By Tony Attwood
The assault on Bukayo Saka last night has quite rightly caused some protests, even from the normally referee friendly media.
Aubameyang has already said he couldn’t believe that James McArthur wasn’t sent off for his challenge on Saka. And indeed even the normally Arsenal-negative Daily Mirror commented on the situation by saying “Crystal Palace midfielder McArthur kicked through the back of Saka in the closing stages of the first half, with the Gunners youngster failing to return for the second period as he was forced off injured.”
They continued by noting that “Responding to a video of the challenge on Twitter after the match, Aubameyang wrote: “How is that not a red? I had not seen it like that from the field.”
This at least is one tiny step forward, although now, under the rules imposed on the Premier League by PGMO, Auba can be charged under rule E3(1) which states that players “shall at all times act in the best interests of the game and shall not act in any manner which is improper or brings the game into disrepute …”
Now we might remember that Steve Bruce was displeased with the decision taken by Michael Oliver, in relation to a penalty awarded for handball, and said, “It was a joke decision. I have to ask the question, would we have got it? In my opinion, he (Oliver) couldn’t wait to give it.”
He was then charged under the E3 (1) rule.
So ‘bringing the game into disrepute’ is the only issue one can be done for when questioning a referee’s decision.
Here however the referee made a game-changing decision by not sending the player off. And saying that does not question the integrity of the referee, and nor does it necessarily imply the referee is motivated by bias.

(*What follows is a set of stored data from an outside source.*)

PR #723, opened 2022-12-07
Adds progress for GetObjectAsync and PutObjectAsync methods

lukashev-di:


ebozduman (changes requested):
@lukashev-di 

Please add a new functional test for this new feature.
You can have one based on one of the `PutObject_Test<N>` tests in `FunctionalTest.cs` file.

Also run `dotnet regitlint` just before you create your commit to be able to include the lint changes in your commit. This will fix the Linux build failure.

ebozduman (changes requested):
We also need to make sure the progress is printed out as `100` when a small object/file is uploaded. I see `0` percent progress after uploading a `1MB` file.

PR #728, opened 2022-12-17
using interface IReadOnlyDictionary instead of a dicrionary in TagSet and Tagging

danilenko-a:
The dictionary is used only for enumeration, so the interface IReadOnlyDictionary is enough


ebozduman (approved):
LGTM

As others have pointed out before, this rule has been used in cases of indecency, racism and homophobia – and all quite reasonably. But expressing an honest opinion that the referee is wrong is not something that should be invoked as a reason for disciplinary procedures.
In effect, as others have pointed out before me, “Rule E3(1) appears to conflict with an individual’s Article 10 right to freedom of expression” and it is on this point that the FA has regularly and openly attempted to use Rule E3(1) to ensure that it protects the members of the PGMO.
But because of the pressure of PGMO to control every aspect of the game, and to protect themselves from all criticism, we now live in a world in which the freedom of managers and others to express their points of view has been restricted – with the compliance of an ever compliant (when it comes to refereeing) media.
Of course that does not mean that managers and others should be free to say anything they like, and most certainly does not mean that managers etc should be free to express racist or homophobic notions.
But because of the ludicrous way in which they whole of Premier League football kowtows to the whim of the PGMO, and because the UK media will not say a thing against PGMO, most people connected with the game are prohibited from pointing out how terrible that foul was, how badly misjudged the referee’s decision way, and how Palace were encouraged by that yellow card.
Mikel Arteta said that he could not understand why VAR didn’t look at the incident, and again we might well ask the same question.
Still there are always some who will excuse the referees. But even former referee Mark Halsey said that McArthur was “extremely lucky” not be be sent off, adding “The Crystal Palace midfielder was late on the challenge, had no chance of winning the ball and booted Saka in his right calf at the end of the first half.”
The question then arises what will happen as a result of this?
The answer of course is nothing. And that tells us all what the real problem is. Because the message is that a tackle of this nature can be got away with, in certain circumstances.